Ich möchte noch einen Schritt weiter zurück gehen. Wie bist du überhaupt zum Dub gekommen? Gab es so etwas wie eine Initialzündung in Form eines Events oder Albums bzw. Künstlers?
Ich höre und kaufe seit 1974 Reggae, denn da tauchen unter dem Label “The Sound Of The Islands” über Import die ersten Reggaealben auf. 1976 erschien das Burning Spear Album “Marcus Garvey” und kurz darauf das Dub Album hiervon “Garvey`s Ghost”. Das hat mich damals umgehauen und passte prima in meine damalige Cannabisphase. In der Folge habe ich jede Menge Dubalben gekauft. King Tubby, Prince Jammy, Dennis Bowell u.s.w. und allen voran Scientist. Der Mann hat damals am Besten gerockt. Anschliessend haben mich auch die englischen Kollegen beeindruckt, Mad Professor und besonders Adrian Sherwood, der wiederum die Grenzen von Dubmusik deutlich erweitert hat.
Was reizt dich besonders an Dub?
Die eigentliche Idee der Reduzierung von Musik auf das “Wesentliche” unter Verwendung von Klangeffekten wie Hall und Echo, war lange Zeit die Basis von Dubmusik und hatte Einzug in jegliche Dancemusic gehalten. Diese trippigen, oder sagen wir, psychedelischen Elemente, werden weiterhin wichtig sein, müssen aber, meiner Ansicht nach, erweitert werden. Die neue Vielfalt von digitalen Sounds und Effekten werden Einzug in die dubbige Verarbeitung von Titeln halten. Diese neugewonnene musikalische Freiheit und Gestaltungsmöglichkeit , die sich daraus ergibt, übt auf mich einen grossen Reiz aus.

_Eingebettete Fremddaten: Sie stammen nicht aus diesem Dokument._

PR #55, opened 2024-09-09
Documentation fixes

Biscgit:
Fixed docker compose commands and added name to web container

### DIFF
--- a/scripts/start-server-debug.sh
+++ b/scripts/start-server-debug.sh
@@ -1,14 +1,18 @@
 #!/bin/bash
+
 echo "Ready to start the web server in debug mode"
-cd /code
-export INVENIO_SECRET_KEY=$(head -c 500 /dev/urandom | tr -dc 'a-zA-Z0-9~!@#$%^&*_-' | fold -w 10 | head -n 1)
+cd /code || exit 1
+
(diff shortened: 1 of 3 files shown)


scripts/start-server-debug.sh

Auf dem “King Size Dub Special”-Sampler wird die enorme Stilvielfalt deines musikalischen Tuns deutlich. Bratzige Sounds, ein wenig Dubstep, Dancehallanleihen etc. geben sich ein Stelldichein. Gibt es für dich irgendwo eine musikalische Genregrenze über die du nicht gehen würdest?

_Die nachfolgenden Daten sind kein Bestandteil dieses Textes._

PR #61, opened 2024-09-26
New script

Biscgit:
Created a script to easily get the filename by a record's ID, so it can be easily found and inserted with `cernopendata`.

### DIFF
--- a/scripts/recordid-to-filepath.sh
+++ b/scripts/recordid-to-filepath.sh
@@ -1,8 +1,8 @@
 #!/bin/bash
 
-# This script returns the exact path of a record
-# Pass the id as the first argument
-# On finding the correct file, it prints its path to the console
+# This script returns the exact path of a record.
+# Pass the id as the first argument.
+# On finding the correct file, it prints its path to the console.
 
 if [ $# -eq 0 ]; then
   echo "Error: No record ID provided."
--- a/scripts/recordid-to-filepath.sh
+++ b/scripts/recordid-to-filepath.sh
@@ -1,0 +1,20 @@
+#!/bin/bash
+
+# This script returns the exact path of a record
+# Pass the id as the first argument
+# On finding the correct file, it prints its path to the console
+
+if [ $# -eq 0 ]; then
+  echo "Error: No record ID provided."
+  exit 1
+fi
+
+result=$(
+  grep -ri "$1" /content/data/records/ |
+  grep  '"recid"' |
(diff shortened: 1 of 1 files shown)


scripts/recordid-to-filepath.sh
```diff
@@ -0,0 +1,20 @@
+#!/bin/bash
```
tiborsimko, line 1: Is such a script necessary? 

I'm using a simple one-liner to achieve the same needs:

```console
$ rg '^    "recid": "123"' data/records
• data/records/cms-hlt-configuration-files-2010.json
732:    "recid": "123",
```

Note also the leading space formatting in the regexp, which helps to avoid false positives, because record ID can be referenced in links. 

(This technique works with less false positives, because all the fixture files are formatted in the same way, using `scripts/clean_json_file.py`.)

Biscgit: As far as I've seen, `Ripgrep` is not installed on the shipped web container by default (where following the opendata development guide, all commands for setup and working with records are executed).

With the records I have tested, my script should also avoid false positives (order by leading whitespaces). 

I think the command is quite important for developing and fixing issues with certain records, so if not as a separate script, this or yours should be at least added to the dev documentation somewhere.

scripts/recordid-to-filepath.sh
```diff
@@ -0,0 +1,20 @@
...
+# On finding the correct file, it prints its path to the console.
+
+if [ $# -eq 0 ]; then
+  echo "Error: No record ID provided."
+  exit 1
+fi
+
+result=$(
+  grep -ri "$1" /content/data/records/ |
+  grep  '"recid"' |
```
psaiz, line 14: this grep would catch recid references inside the document, like `pileup->links->recid`. It might be better to look for regular expresion (like `grep -e '^    "recid":'`

Biscgit: I think then it is better to just include the command mentioned on the top in the dev documentation. :+1:

Mine worked with multiple random scripts I tested, that's why I thought it should work fine, but it does not on some others now I've seen.

scripts/recordid-to-filepath.sh
tiborsimko: If `rg` is not available, you could also use `git grep` or `grep -r`.

(Personally I'm always grepping locally, i.e. outside of the container.)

Ich tue mich schwer mit sämtlicher Art von Schlager-, trivialer Pop-,Singer/Songwritermusik (für mich Baggerlochmusik mit Lambrusco und Apfelkorn/Jugendtrauma). Egal, wo sie herkommen, ich mag Beats, Bass und Grooves!
Eine Frage, die uns bei Irie Ites.de schon länger beschäftigt und also auch dir als offenhörbarem Bass-Anhänger gestellt werden soll: Gibt es für dich in Sachen Lautstärke bei Soundsystems eine Grenze oder ist die Skala nach oben offen?
Das Problem, was sich oft bei kleineren, wie auch grossen Soundsystems ergibt ist, dass sie nicht gut eingestellt sind. Um einen sehr guten Sound herzustellen braucht man möglichst viel Lautsprecherfläche, um Soundfülle herzustellen. Einfach laut ist nicht gleich gut, sondern viel Verstärkerleistung erlaubt entspanntes Arbeiten der Boxen. Den EQ gut eingemessen, leistungsstarke Amps, viele Speaker, frequenzmässig gut getrennt, bringen hier einen fetten und klaren Sound, der selbst bei grossen Lautstärken nicht als anstrengend emfunden wird.
Was für Projekte stehen, neben der Veröffentlichung der beiden Alben, derzeit noch bei dir an?
Es gibt noch eine weitere EP Veröffentlichung am 20. Mai. Kollege Kimoe aus Berlin, für den ich die Musik zum Titelstück der EP “Meine Zeit” gemacht habe, ist dann soweit zu veröffentlichen. Ich würde gerne noch mehr mit deutschsprachigen Vokalisten machen. Goldi, Danny Ranks haben bereits Interesse gezeigt. Die eigentliche Idee dahinter ist, eine Electro- Dancehall EP in deutsch zu machen. Als Sideproject arbeite ich mit Kollegen an Electro-Tangostücken (ja auch Tango geht) und Tangostücken aus dem Pina Bausch Tanztheater Stück “Bandoneon”, was selten aufgeführt wird. Ausserdem habe ich hier noch einige Dubtracks in Arbeit, die noch fertig gestellt werden sollten bzw. bereits fertig sind.